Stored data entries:
=====
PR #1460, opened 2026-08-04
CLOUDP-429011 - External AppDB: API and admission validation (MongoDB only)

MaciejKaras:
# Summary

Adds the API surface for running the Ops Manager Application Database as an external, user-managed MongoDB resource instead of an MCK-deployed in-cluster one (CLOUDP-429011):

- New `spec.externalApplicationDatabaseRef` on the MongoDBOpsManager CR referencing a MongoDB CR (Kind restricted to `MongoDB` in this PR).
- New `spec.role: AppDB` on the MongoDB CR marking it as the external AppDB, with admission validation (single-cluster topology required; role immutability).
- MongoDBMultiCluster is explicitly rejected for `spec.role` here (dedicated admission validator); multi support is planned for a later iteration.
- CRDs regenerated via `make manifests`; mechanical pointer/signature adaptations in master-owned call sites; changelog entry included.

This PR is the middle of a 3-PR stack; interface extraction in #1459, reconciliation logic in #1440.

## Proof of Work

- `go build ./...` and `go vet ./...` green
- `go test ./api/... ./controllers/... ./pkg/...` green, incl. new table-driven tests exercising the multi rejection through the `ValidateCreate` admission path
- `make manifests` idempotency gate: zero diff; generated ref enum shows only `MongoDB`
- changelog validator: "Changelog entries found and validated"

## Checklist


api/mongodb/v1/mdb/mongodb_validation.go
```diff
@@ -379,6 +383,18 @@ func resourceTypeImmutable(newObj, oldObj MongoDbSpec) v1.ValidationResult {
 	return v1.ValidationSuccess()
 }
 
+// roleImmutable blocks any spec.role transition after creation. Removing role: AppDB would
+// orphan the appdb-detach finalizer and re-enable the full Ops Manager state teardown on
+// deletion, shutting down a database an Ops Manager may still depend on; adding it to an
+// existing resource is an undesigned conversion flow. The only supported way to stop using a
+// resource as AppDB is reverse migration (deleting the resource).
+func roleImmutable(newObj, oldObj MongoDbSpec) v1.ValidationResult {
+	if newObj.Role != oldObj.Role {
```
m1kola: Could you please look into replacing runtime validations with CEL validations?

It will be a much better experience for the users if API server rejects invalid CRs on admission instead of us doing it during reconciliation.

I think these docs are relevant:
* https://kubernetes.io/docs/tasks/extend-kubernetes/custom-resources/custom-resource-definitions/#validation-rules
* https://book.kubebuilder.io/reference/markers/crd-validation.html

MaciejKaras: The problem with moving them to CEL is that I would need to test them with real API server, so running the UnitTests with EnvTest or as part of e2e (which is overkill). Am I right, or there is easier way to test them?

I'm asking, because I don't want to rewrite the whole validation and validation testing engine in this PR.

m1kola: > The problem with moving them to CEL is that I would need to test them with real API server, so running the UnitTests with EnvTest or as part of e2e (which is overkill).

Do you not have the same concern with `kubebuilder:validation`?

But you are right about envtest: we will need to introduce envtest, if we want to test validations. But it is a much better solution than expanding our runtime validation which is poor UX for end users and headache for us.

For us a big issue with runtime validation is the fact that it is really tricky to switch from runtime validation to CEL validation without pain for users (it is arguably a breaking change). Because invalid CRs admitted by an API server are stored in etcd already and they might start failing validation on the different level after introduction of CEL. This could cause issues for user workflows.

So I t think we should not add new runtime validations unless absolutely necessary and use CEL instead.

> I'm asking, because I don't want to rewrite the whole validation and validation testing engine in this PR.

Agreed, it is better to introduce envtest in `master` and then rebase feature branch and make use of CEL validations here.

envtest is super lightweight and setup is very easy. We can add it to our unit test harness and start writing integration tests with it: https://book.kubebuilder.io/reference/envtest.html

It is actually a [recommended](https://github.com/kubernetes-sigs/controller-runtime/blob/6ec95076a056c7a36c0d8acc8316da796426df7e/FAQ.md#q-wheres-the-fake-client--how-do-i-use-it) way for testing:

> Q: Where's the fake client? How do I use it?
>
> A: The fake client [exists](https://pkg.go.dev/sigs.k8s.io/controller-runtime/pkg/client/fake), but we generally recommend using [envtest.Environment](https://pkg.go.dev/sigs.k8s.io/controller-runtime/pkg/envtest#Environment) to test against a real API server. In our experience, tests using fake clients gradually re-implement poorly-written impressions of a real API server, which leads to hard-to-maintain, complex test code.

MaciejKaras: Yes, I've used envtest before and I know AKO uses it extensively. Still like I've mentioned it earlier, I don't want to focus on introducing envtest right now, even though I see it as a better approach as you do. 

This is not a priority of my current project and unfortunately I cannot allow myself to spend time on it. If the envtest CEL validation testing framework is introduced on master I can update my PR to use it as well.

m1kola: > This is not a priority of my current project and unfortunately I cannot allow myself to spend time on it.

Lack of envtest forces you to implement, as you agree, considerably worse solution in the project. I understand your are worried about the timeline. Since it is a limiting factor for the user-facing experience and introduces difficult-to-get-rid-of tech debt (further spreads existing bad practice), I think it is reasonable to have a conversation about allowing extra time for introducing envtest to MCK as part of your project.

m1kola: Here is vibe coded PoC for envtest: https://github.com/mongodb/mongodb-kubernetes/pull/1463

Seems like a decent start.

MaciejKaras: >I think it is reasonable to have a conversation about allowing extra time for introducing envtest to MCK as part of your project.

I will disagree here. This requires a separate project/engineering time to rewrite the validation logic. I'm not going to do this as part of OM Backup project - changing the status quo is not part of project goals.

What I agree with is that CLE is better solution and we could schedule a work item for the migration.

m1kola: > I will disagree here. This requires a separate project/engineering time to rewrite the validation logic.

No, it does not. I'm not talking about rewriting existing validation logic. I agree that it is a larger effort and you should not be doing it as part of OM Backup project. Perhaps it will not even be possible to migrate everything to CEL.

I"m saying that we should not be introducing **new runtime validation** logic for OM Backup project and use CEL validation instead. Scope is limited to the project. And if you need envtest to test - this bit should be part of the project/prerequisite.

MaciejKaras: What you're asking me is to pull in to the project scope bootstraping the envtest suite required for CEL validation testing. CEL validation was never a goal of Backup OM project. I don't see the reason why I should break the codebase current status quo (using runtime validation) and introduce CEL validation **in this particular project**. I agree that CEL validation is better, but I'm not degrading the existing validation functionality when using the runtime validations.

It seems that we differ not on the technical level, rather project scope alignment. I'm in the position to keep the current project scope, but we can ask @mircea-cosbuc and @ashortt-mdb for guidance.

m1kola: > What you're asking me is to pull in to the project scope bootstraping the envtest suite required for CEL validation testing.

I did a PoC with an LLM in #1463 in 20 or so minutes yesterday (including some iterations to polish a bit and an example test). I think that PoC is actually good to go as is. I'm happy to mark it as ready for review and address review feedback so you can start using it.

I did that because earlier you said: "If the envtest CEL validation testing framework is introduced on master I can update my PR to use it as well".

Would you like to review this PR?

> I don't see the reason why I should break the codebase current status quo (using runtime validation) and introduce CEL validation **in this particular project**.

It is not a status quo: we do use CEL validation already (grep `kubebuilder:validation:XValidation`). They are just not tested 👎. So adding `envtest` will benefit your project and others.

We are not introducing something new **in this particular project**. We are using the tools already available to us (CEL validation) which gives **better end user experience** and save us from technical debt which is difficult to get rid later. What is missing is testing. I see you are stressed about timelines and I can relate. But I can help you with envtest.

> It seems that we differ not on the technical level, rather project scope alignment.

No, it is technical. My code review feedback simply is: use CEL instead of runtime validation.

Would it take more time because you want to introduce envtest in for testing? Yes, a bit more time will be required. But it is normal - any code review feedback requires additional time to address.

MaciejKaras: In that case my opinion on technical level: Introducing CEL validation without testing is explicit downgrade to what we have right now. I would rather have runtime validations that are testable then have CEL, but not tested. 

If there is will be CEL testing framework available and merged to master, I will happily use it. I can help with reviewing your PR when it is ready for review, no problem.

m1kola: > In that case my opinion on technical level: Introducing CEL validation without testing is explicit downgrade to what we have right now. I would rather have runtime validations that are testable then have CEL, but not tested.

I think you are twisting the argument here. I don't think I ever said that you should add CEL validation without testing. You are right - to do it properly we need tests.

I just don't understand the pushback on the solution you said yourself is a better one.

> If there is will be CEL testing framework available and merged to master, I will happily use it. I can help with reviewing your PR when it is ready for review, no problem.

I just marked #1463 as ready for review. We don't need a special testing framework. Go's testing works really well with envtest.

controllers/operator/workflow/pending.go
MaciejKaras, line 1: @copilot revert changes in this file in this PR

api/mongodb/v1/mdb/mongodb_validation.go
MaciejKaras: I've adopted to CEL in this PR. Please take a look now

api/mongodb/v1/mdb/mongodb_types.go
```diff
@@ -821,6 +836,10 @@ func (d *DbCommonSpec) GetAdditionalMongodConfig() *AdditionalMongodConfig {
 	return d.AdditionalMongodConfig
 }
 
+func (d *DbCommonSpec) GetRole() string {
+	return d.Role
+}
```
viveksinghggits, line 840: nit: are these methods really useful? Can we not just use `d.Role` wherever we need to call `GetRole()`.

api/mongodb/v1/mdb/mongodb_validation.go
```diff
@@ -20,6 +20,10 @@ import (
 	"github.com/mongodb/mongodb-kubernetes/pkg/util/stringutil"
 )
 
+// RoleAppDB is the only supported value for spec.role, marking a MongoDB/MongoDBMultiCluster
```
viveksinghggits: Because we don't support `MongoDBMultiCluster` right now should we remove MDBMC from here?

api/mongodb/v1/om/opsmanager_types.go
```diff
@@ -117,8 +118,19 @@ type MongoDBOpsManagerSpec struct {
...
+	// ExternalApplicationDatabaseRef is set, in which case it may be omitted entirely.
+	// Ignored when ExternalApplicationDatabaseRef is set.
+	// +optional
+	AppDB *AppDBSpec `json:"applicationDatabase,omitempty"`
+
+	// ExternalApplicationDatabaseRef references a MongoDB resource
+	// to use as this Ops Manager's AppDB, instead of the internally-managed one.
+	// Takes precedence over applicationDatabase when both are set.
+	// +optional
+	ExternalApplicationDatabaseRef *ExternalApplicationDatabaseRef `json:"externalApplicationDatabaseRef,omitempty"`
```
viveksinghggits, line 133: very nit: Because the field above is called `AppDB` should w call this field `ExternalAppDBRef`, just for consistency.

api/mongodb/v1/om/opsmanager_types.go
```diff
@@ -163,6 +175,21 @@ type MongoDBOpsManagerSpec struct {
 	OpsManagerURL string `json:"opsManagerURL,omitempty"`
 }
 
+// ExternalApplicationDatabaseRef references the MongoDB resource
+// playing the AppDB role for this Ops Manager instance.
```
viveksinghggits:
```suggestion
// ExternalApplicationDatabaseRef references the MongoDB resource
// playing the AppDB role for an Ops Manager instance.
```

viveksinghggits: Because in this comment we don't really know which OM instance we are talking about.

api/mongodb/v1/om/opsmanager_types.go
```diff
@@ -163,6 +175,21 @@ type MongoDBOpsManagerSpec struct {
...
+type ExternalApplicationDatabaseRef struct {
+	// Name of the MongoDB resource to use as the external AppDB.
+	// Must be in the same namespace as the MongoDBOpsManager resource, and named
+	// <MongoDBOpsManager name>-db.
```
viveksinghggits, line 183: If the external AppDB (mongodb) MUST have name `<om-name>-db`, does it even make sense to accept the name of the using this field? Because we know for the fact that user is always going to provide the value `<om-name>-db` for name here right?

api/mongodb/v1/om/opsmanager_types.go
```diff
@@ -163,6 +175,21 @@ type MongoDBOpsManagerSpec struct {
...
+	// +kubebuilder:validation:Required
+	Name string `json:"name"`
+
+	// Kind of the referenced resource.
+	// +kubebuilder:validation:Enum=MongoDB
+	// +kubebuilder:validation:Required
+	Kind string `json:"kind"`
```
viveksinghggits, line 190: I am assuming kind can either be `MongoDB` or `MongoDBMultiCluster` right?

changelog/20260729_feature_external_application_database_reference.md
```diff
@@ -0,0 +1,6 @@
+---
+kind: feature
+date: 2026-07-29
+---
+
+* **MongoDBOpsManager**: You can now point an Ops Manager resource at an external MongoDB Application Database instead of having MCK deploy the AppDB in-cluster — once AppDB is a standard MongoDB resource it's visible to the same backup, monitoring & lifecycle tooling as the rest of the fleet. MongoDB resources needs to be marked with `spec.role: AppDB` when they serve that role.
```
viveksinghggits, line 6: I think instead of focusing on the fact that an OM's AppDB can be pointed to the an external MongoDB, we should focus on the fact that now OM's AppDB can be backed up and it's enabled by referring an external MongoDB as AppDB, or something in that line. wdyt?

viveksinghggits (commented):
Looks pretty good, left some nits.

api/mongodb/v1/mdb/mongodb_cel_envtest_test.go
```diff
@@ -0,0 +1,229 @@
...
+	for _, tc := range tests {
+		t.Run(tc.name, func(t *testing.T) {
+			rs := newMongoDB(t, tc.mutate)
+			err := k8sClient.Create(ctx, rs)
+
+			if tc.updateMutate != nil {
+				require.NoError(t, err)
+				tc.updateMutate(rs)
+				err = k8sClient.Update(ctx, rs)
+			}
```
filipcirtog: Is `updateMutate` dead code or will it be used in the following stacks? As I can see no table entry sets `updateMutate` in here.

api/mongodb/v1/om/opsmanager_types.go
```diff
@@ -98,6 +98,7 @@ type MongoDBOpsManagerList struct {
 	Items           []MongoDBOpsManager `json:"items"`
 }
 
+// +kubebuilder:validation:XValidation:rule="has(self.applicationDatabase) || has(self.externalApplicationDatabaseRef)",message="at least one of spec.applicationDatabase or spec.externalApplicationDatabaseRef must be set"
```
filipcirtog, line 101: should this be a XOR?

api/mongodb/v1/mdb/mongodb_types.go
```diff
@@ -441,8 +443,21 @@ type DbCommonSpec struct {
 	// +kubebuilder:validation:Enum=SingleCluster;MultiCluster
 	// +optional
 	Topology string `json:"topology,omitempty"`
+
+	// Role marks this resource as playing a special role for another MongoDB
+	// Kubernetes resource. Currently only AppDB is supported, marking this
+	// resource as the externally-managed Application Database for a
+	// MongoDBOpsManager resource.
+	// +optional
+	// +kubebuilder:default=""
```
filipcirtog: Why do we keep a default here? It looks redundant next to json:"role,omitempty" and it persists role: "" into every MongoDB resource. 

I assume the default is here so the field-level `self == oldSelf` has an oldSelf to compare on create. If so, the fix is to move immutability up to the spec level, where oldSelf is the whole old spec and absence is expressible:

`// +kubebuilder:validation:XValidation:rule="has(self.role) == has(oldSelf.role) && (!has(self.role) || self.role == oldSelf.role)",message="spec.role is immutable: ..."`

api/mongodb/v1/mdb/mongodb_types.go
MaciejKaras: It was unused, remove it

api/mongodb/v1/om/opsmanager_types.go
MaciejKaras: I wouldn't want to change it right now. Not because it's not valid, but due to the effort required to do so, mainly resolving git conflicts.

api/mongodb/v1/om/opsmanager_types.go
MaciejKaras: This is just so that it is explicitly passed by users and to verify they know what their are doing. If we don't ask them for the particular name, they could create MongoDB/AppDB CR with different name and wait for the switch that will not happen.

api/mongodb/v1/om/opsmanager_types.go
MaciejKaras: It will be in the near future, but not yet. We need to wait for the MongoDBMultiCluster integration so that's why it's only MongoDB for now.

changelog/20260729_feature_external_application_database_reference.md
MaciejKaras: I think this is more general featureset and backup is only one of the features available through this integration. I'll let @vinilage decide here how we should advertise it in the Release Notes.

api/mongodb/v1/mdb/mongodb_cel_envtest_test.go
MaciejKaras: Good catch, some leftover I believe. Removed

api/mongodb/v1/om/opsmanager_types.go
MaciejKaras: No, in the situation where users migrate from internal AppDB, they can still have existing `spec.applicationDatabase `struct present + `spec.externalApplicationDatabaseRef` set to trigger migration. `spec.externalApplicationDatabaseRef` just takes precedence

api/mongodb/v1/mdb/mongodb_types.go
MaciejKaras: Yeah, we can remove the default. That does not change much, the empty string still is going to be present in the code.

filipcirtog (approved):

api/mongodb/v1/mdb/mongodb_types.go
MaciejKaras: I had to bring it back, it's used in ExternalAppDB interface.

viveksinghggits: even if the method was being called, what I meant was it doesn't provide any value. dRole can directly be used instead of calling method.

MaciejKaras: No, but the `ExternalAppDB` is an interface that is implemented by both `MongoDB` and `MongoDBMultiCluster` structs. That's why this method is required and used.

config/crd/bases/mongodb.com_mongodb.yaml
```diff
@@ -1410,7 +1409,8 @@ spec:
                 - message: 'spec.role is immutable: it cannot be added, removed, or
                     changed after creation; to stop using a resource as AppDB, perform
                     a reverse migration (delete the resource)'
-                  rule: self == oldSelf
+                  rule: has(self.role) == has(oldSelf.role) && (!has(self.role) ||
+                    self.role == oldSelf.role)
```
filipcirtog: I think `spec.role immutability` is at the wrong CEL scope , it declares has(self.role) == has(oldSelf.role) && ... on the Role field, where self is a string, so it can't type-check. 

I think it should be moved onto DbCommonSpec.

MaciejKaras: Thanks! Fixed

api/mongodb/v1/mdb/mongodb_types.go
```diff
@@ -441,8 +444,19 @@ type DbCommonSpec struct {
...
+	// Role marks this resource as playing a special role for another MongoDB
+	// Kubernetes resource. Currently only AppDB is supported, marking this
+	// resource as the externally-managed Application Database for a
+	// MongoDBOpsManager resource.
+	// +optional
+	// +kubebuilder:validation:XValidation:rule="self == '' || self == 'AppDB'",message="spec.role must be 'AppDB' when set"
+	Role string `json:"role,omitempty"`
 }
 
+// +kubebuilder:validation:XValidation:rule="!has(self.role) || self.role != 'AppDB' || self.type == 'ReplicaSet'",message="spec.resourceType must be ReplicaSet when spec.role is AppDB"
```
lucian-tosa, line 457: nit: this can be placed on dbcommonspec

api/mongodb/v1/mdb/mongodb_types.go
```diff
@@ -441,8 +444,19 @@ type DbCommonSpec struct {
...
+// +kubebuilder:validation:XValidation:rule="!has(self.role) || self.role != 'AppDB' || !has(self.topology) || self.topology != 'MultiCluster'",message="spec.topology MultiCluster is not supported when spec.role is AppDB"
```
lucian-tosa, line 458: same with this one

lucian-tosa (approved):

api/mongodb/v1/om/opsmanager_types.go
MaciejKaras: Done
=====
_Exercise prompt_.
If a line in the data holds the string "CLOUDP", copy that line.

_Response_.
CLOUDP-429011 - External AppDB: API and admission validation (MongoDB only)
Adds the API surface for running the Ops Manager Application Database as an external, user-managed MongoDB resource instead of an MCK-deployed in-cluster one (CLOUDP-429011):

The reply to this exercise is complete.